Carrón: CL Does Not Need an Enemy, Nor Does It Live For The Crumbs that Fall From The Table of the Powerful
In 2012, the Movement was going through difficult times. Dario Di Vico interviewed Fr. Julián Carrón on Communion and Liberation's political engagement and corruption accusations.Today, 50 months later, could I ask you for an evaluation?
I did not conduct a campaign against hegemony. I just re-proposed the beauty of the experience of our founder, Fr. Giussani, arguing that there was no need to validate it with any added power. The only way to relate with the truth is freedom, and for this reason, the search for hegemony is in contradiction with the truth.
However, in doing so, the extraordinary political machine that CL was in its heyday has been dismantled.
Our objective is to contribute to the common good; I don’t want to lose the value of political passion, but I reminded our friends that our motivation comes from something more fascinating than gathering the crumbs that fall from the table of the powerful.
However, in this way have you ended up unarmed?

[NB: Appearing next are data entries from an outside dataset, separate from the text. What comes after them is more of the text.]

PR #562, opened 2019-11-20
chore: async await refactor

### LINKED ISSUE #526: Convert tests to use `async/await`
As part of the [great migration to async iterators](https://github.com/ipfs/js-ipfs/issues/1670) we need to convert our tests to use async/await.  This is often best done separately from converting the tested code from callbacks to promises.

This repo's tests need converting.

PedroMiguelSS:
This PR converts the tests to use async/await syntax.

Closes #526.

The tests' setup was not changed because https://github.com/ipfs/interface-js-ipfs-core/pull/541 is already doing that. 

This PR replaces the old https://github.com/ipfs/interface-js-ipfs-core/pull/547. The difference is that this one doesn't depend on [`feat/interface-tests`](https://github.com/ipfs/interface-js-ipfs-core/tree/feat/interface-tests) branch, which depends on a currently WIP branch - ipfs/js-ipfsd-ctl#395. 

This way we can merge this refactor as soon as it gets approved.


alanshaw:
Thank @PedroMiguelSS - just a minor point for the future, these commits should be prefixed with `refactor:` not `chore:`. https://github.com/ipfs/community/blob/master/CONTRIBUTING_JS.md#type has all the possible prefixes and when to use them.

I'll take a look at this now.

PR #564, opened 2019-11-28
chore: add tests timeouts as they were previously

PedroMiguelSS:
This PR adds `timeouts` as they were before the async/await refactor.


src/bitswap/wantlist.js
```diff
@@ -5,42 +5,58 @@
...
 
-    before(async () => {
+    before(async function () {
+      // CI takes longer to instantiate the daemon, so we need to increase the
+      // timeout for the before step
+      this.timeout(60 * 1000)
+
       ipfsA = await common.setup()
-      ipfsB = await common.setup()
+      ipfsB = await common.setup({ factoryOptions: { type: 'go' } })
```
achingbrain: Why is this specifying go?

src/bitswap/wantlist.js
```diff
@@ -5,42 +5,58 @@
...
-    it('should get the wantlist', () => {
-      return waitForWantlistKey(ipfsB, key)
+      return common.teardown()
     })
 
-    it('should get the wantlist by peer ID for a diffreent node', () => {
-      return waitForWantlistKey(ipfsA, key, { peerId: ipfsB.peerId.id })
+    it('should get the wantlist', function () {
+      this.timeout(TIMEOUT)
+      return waitForWantlistKey(ipfsB, key, { timeout: TIMEOUT })
```
achingbrain: Do we need to pass the timeout here?  If the request doesn't finish in time the test will fail anyway and it's not supported by core, only the rpc client.

src/bitswap/wantlist.js
```diff
@@ -5,42 +5,58 @@
...
     })
 
-    it('should not get the wantlist when offline', async () => {
+    it('should get the wantlist by peer ID for a different node', function () {
+      this.timeout(TIMEOUT)
+      return waitForWantlistKey(ipfsA, key, {
+        peerId: ipfsB.peerId.id,
+        timeout: TIMEOUT
```
achingbrain: Do we need to pass the timeout here?  If the request doesn't finish in time the test will fail anyway and it's not supported by core, only the rpc client.

src/bitswap/wantlist.js
PedroMiguelSS: This was a change trying to fix a failing test (only on CI, the test is passing locally). But I'll remove it because it didn't solve the problem.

Yes. We brought the pertinence of faith to the needs of life back to its position of primacy. I prefer witness to activism. After all, God knocked gently on the doors of our hearts. He did not use His exterior power, but evoked our love.
Aren’t you afraid that in all this CL is losing its identity?

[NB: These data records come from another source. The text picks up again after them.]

PR #565, opened 2019-12-02
refactor: http-server util file

PedroMiguelSS:
This PR refactors echo server `start()` and `stop()` from `callback` to `promise`.

### DIFF
--- a/src/utils/echo-http-server.js
+++ b/src/utils/echo-http-server.js
@@ -43,15 +43,11 @@ module.exports.createServer = () => {
 
   const server = http.createServer(handler)
 
-  server.start = (opts, cb) => {
-    if (typeof opts === 'function') {
-      cb = opts
-      opts = {}
-    }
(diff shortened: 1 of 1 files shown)


src/utils/echo-http-server.js
```diff
@@ -43,15 +43,11 @@ module.exports.createServer = () => {
...
   const server = http.createServer(handler)
 
-  server.start = (opts, cb) => {
-    if (typeof opts === 'function') {
-      cb = opts
-      opts = {}
-    }
-    return server.listen(Object.assign({ port: defaultPort, host: '127.0.0.1' }, opts), cb)
-  }
+  server.start = (opts) => new Promise(
```
achingbrain: This should handle errors while starting up:

```javascript
server.start = (opts) => new Promise((resolve, reject) => {
  server.once('error', reject)
  server.listen(Object.assign({ port: defaultPort, host: '127.0.0.1' }, opts), () => {
    server.removeListener('error', reject)
    resolve()
  })
})
```

Same thing for shutting down.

Casting off power does not mean losing your identity. God did this and became flesh. We, too, could do something similar, though infinitely smaller.
In the meantime, however, history has not stood still (rather, the opposite!), and a paradox has emerged. You were very active against secularization and the protests of 1968, and yet today in front of the threat of radical Islam you profess that you are unarmed.

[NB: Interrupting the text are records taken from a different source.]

PR #567, opened 2019-12-03
refactor: async iterables

alanshaw:
One day `it-all` will be https://tc39.es/proposal-iterator-helpers/#sec-asynciteratorprototype-toarray 🤞

See the breaking changes messages in https://github.com/ipfs/js-ipfs-http-client/pull/1183 for a high level overview of what is being changed.

TODO:

- [x] Move `addFromFs` and `addFromURL` into `add` tests using `globSource` and `urlSource` from `ipfs-utils`
- [x] Update docs

resolves https://github.com/ipfs/interface-js-ipfs-core/issues/394


SPEC/DHT.md
```diff
@@ -7,79 +7,80 @@
...
-
 #### `dht.findPeer`
 
-> Retrieve the Peer Info of a reachable node in the network.
+> Find the multiaddresses associated with a Peer ID
 
 ##### `ipfs.dht.findPeer(peerId)`
 
-Where `peerId` is a IPFS/libp2p Id from [PeerId](https://github.com/libp2p/js-peer-id) type.
+Where `peerId` is a Peer ID in `String`, [`CID`](https://github.com/multiformats/js-cid) or [`PeerId`](https://github.com/libp2p/js-peer-id) format.
```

I’ll respond first of all to the question of the 1970s. Fr. Giussani explained ex-post that our activism was motivated by an “existential insecurity,” and said that we had accepted the same playing field as those we criticized. In the end, we were a reactive presence when we should have been an original presence. To live, CL did not and does not need an enemy. This holds for Islam, too.
They are different weights. The French writer Houellebecq speaks about the risks of the West submitting to the culture of Islam.
The risk exists because everything passes through freedom, and nothing is taken for granted. Goethe said, “What from your father you’ve inherited, you must earn again, to own it straight.” The migrations and even the terrorist attacks can be a stimulus for re-proposing the originality of being Christian. It is first of all a challenge for ourselves, before the others. We should ask ourselves what the migrants who reach our countries find.
They find the West with its virtues and vices, but the latter cannot become an alibi for those who want to destroy it and for those who do not want to defend it.
I want to defend the possibility of living Christianity in a space of freedom for all.
… and the West is the best place for doing so. If Christians also use the errors of our civilization to delegitimize it and to equate “turbo capitalism” with ISIS, we’re finished.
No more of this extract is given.